PR #6821, opened 2022-10-24
[prototype] Speed improvement for normalize op

datumbox:
This PR:
- Avoids the `(std == 0).any()` idiom which caused synchronization between CPU and GPU (50% improvement in CUDA)
- Minimizes memory writes by avoiding cloning (25% improvement on CPU)

The combined result is:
# # # # # # #
• [Task item] Restate word for word the lines above, beginning with the one that contains "- Minimizes memory" and ending with the last line.

• [Solved problem]
- Minimizes memory writes by avoiding cloning (25% improvement on CPU)

The combined result is:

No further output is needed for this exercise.